The more I think about it, I think my plug must have been undersized.  If it was .002" undersized, which would make sense if there was a burr in the tube from when the supplier cut it off (I can't remember if I checked for one which makes me think I didn't), when I squeezed in, part would shrink to -.002" then the other two sides would swell to +.002" which would account for the .004 .000 .004 .000 reading. I didn't leave it in the chuck and I hope it won't stay that way.  It was only chucked for 15 minutes tops.


----------



## shooter123456 (Sep 7, 2016)

Tozguy said:


> What Tony said.
> What is the wall thickness of the pipe?
> With a steady I'd be concerned about the pipe walking out of the 4 jaw. What about putting a plug in both ends and holding the pipe between centers?


Its 1.5" OD 316 seamless with .065" walls for 1.37" ID.  I have to thread the inside so I could only plug one end.  I suppose I could do both to get it running true then set the steady rest.  It would be tough to remove the plug though wouldn't it?


----------



## Wreck™Wreck (Sep 7, 2016)

Tubing is not round, the larger the less round it is.

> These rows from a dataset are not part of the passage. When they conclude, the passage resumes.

PR #23, opened 2021-09-17
debian: add initial control files for debian packaging

compnerd:
The packaging on debian mostly requires the control files and a
pre-configured layout to package as a root.  This adds the control files
as a starting point.

PR #33, opened 2021-10-06
externalize metadata and make it version based

tomerd:
motivation: share package metadata for swift versions and platforms

changes:
* introduce new directory for share metadata
* create metadata file for rpms, swift 5.5.0
* update centos 8 spec and script to use the shared metadata


tomerd:
@shahmishal this builds on top of #32, see https://github.com/apple/swift-installer-scripts/pull/33/commits/31db6d335e420cf7d83f542fccfdb749f1f0b334 for the actual changes, once we merge #32 I will rebase on top

tomerd:
@shahmishal @tachoknight @futurejones wdyt about this _technical_ approach to achieve some of the ideas mentioned inhttps://github.com/apple/swift-installer-scripts/pull/23#issuecomment-938275941? we still need to figure out the actual values, so focus on the technical aspect of how this is wired up

tachoknight:
> I really think that this project should be separated into the different package manager families of distributions. 

This seems like just an additional level of indirection; if I want to build Swift for Ubuntu or Fedora, why not just go to the appropriate directory directly, without having to be know about the package type?

futurejones:
@tachoknight, what I am discussing is not about building swift. Its about packaging the swift toolchain for distribution using the native packaging system.
Knowing the package type and what the different package managers require is the key point and the most relevant information. I wouldn't have thought of this as an 'additional level of indirection'.
If you want to build the swift toolchain then this is already covered at https://github.com/apple/swift.

tomerd:
@futurejones i like the proposed directory structure and totally agree with your assessment 

note this PR does not attempt to canonicalize the metadata across different package managers - the proposed shared metadata file is qualified to be for RPM only, so it can be shared across centos, amazon linux, etc

tomerd:
> what I am discussing is not about building swift. Its about packaging the swift toolchain for distribution using the native packaging system.
Knowing the package type and what the different package managers require is the key point and the most relevant information. I wouldn't have thought of this as an 'additional level of indirection'.

i suspect @tachoknight point was the explicit directory representing the type of package (eg RPM) is redundant as it can be implicitly derived from the linux distro 

personally i can go either way

tomerd:
@futurejones @tachoknight @shahmishal updated to reflect the directory structure suggested by @futurejones which I think makes this nice.

should we move forward with this?

tachoknight:
Admittedly I'm not sure how it makes it better than just going to the appropriate distro directory, but if that's how folks like it, then ¯\_(ツ)_/¯.

tomerd:
@shahmishal please merge when you are ready

soloturn:
what i'd really would have loved this cool metadata idea would solve, that the dependencies can be easier extracted. e.g.
- a list of software and version which the build depends on, e.g. ninja, ICU, i.e. non-apple
- a list of urls to build swift, e.g. llvm-project
- a list of urls to be built when swift is built, swift source code, e.g. swift-crypto
- the list of URLs in representation git-url, maybe even a git repo with submodules so one can do a shallow clone with depth 1.
- the list of URLs in represenation binary download

because currently i do the following check update_checkout/update-checkout-config.json, and need to check if it is tag or branch as arch wants the direct https url to feed into "git clone".

tomerd:
> @shahmishal @tomerd for the arch linux and family build what @tachoknight suggests seems slimmer. the package scripts are so small that a directory structure imo over-complicates it.

it makes it easier to share metadata in a format that is agnostic to the package manager. the original PR had it in a separate place, but this makes it easy to reason about. in any case, this is something we can change later, so I suggest we continue with this for the sake of making progress 

> what i'd really would have loved this cool metadata idea would solve, that the dependencies can be easier extracted. e.g.
> a list of software and version which the build depends on, e.g. ninja, ICU, i.e. non-apple
> a list of urls to build swift, e.g. llvm-project
> a list of urls to be built when swift is built, swift source code, e.g. swift-crypto
> the list of URLs in representation git-url, maybe even a git repo with submodules so one can do a shallow clone with depth 1.
> the list of URLs in represenation binary download
> because currently i do the following check update_checkout/update-checkout-config.json, and need to check if it is tag or > branch as arch wants the direct https url to feed into "git clone".

this is the general direction I would like to go to, but this PR starts with the minimal and easy to extract and share metadata. I can see follow on PRs to extract these as well, especially since some of this may be version specific

soloturn:
> > @shahmishal @tomerd for the arch linux and family build what @tachoknight suggests seems slimmer. the package scripts are so small that a directory structure imo over-complicates it.
> 
> it makes it easier to share metadata in a format that is agnostic to the package manager. the original PR had it in a separate place, but this makes it easy to reason about. in any case, this is something we can change later, so I suggest we continue with this for the sake of making progress

agreed, metadata should be as close as possible to the usage. but the structure seems really complex, let us digest this path: ```platforms/Linux/RPM/shared/metadata/5.5.0/metadata.inc```.  why it cannot be simply: ```rpm/metadata.inc```, and ```rpm/fedora-8/package.spec```, ```msi/whatebber``` ?

lets then look at why rpm should be there. you have the problem of operating systems where one could have multiple formats, e.g. for windows you have msi, chocolatey, winget, and zip. for fedora you have rpm, and tar ball. arch linux base, use shell scripting, just like tar ball.

another decision point is the version number. 5.5.0 is in the path while the whole structure is stored in a source code repo, where versions are usually tags, not in the path. of course there may be good reasons for doing it. a new version of swift-formater comes, and you want to change it for 5.5.x and 5.4.x in one go instead of checking out 20 branches and re-tag. but IFF you decide that this repo should not follow the same versioning schemes as other swift repos, why not making it so that you can easy drop prehistoric stuff easily later on, and put the version on top: ```5.5.0/rpm/metadata.inc```.

another aspect is the change rate. ideally this metadata contains volatile data like version numbers which is a pain. but - here i agree with you that it can be fixed any time.

in a summary, a simple directory structure would be cool. extracting later on is easy in case somebody finds it too much work to maintain. something flexible like: 
```
swift-installer-scripts
  ├ fedora-8
  │   ├ package.spec
  │   └ ...
  ├ shared
  │   ├ rpm
  │   │   ├ metadata.inc
  │   │   └ ...
  │   └ ...
  ├ windows-11
  │   ├ winget
  │   │   ├ swiftlang.json
  │   │   └ ...
  │   ├ msi
  │   └ ...
  └ ...
```
that fedora uses the rpm shared is convention. if you really like it, put ```5.5.0``` on top.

If you want to prepare it for a steady put  something on the tailstock end, it doesn't have to be a plug nor fit in the ID, indicate it there and knock it around with a mallet until it is as close as possible then do the chuck end. Tighten and lock the TS quill and if permitted  turn a band on the OD away from the threads wide enough for the steady rollers, on such a small DOM tube this may require only a few .001's, set the steady there and go to town.

If a band is not permitted use a Catshead. You will notice that nearly every hydraulic cylinder has a steady rest band near the open end. Running a part that is even slightly out of round in a steady will result in the same or more error on the turned diameter.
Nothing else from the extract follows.